Discovery is scheduled to fly to the international space station and drop off badly needed supplies and replacement parts. The latest crew — an American and a Russian — has been aboard the space station since April.

Shuttle repair kits
The inspection boom would provide a 50-foot (15-meter) extension to the shuttle’s 50-foot robot arm, and hold a set of sensors and lasers for finding holes. It could reach most if not all of the thermal protective layer on the ship’s underside and possibly even support a spacewalking astronaut.

Discovery will be equipped with a puttylike material for filling any cracks in the wings, as well as plugs for holes up to 4 inches (10 centimeters) in size. But its crew will not be able to fix anything bigger than that in the leading edges of the wings, NASA said.

Columbia was brought down by a hole 6 to 10 inches (15 to 25 centimeters) in size in the leading edge of the left wing.

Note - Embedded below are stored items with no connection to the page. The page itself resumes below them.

PR #2852, opened 2026-01-21
Tunnel examples

thisisjofrank:
Adding a tutorial for basic use of tunnel, using env vars and adding a database

### DIFF
--- a/examples/tutorials/tunnel_database.md
+++ b/examples/tutorials/tunnel_database.md
@@ -159,7 +159,7 @@ Then, update the HTML to display the notes:
 </ul>
 ```
 
-## Run your app with the tunnel
+## Run your app with tunnel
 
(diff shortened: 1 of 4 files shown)


examples/tutorials/tunnel.md
```diff
@@ -0,0 +1,198 @@
...
+cd svelte-app
+deno run dev
+```
+
+You should now have a Svelte app running locally at `http://localhost:5173` (or
+another port if 5173 is already in use).
+
+## Set up vite, to allow tunneling
+
+To allow the tunnel to work correctly with our Svelte app, we need to make a
```
philhawksworth: Avoid the implication that this is a tunnel limitation

```suggestion
The Vite server used by Svelte is restricted to localhost by default, so to make it more widely available we'll make a  
```

PR #2895, opened 2026-02-09
update sandbox docs as per --help

thisisjofrank:


crowlKats:
maybe adding a link to https://docs.deno.com/sandbox/cli/ would make sense?

PR #2922, opened 2026-02-20
feat: Crons

arnauorriols:
https://docs--crons.deno.deno.net/deploy/reference/crons/


deploy/reference/crons.md
```diff
@@ -0,0 +1,138 @@
+---
+title: Crons
```
philhawksworth: Is there a reason for us calling this feature Crons instead of Cron?

Cron feels more correct, with the descriptive plural form being "cron tasks" or "cron jobs" as we've used in the past and seems to be the wider norm

deploy/reference/crons.md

The searing gases of re-entry entered the gash and melted the wing from the inside out, leading to the breakup of the shuttle over Texas on Feb. 1, 2003, and the deaths of all seven astronauts.

The task force overseeing NASA’s flight preparations has yet to approve the decision by top space agency managers to skip the wrap repair for now.

Shuttle program director Bill Parsons stressed that NASA is not giving up on the wrap concept and that engineers will press ahead in coming up with a solution for holes over 4 inches.

Focus on foam
But Kostelnik and Parsons said the main emphasis is on reducing the possibility of foam insulation coming off the external fuel tank during launch. NASA already has removed the foam from the area of the tank that shed a big piece during Columbia’s launch.

Kostelnik said NASA will not resume shuttle flights “unless we can assure ourselves that we will not shed a piece of debris that can damage the orbiter.”

The backup plan, at least for the first two flights, is to have a second shuttle ready to blast off for an emergency rescue. The crew of the damaged ship could wait at the space station for up to three months.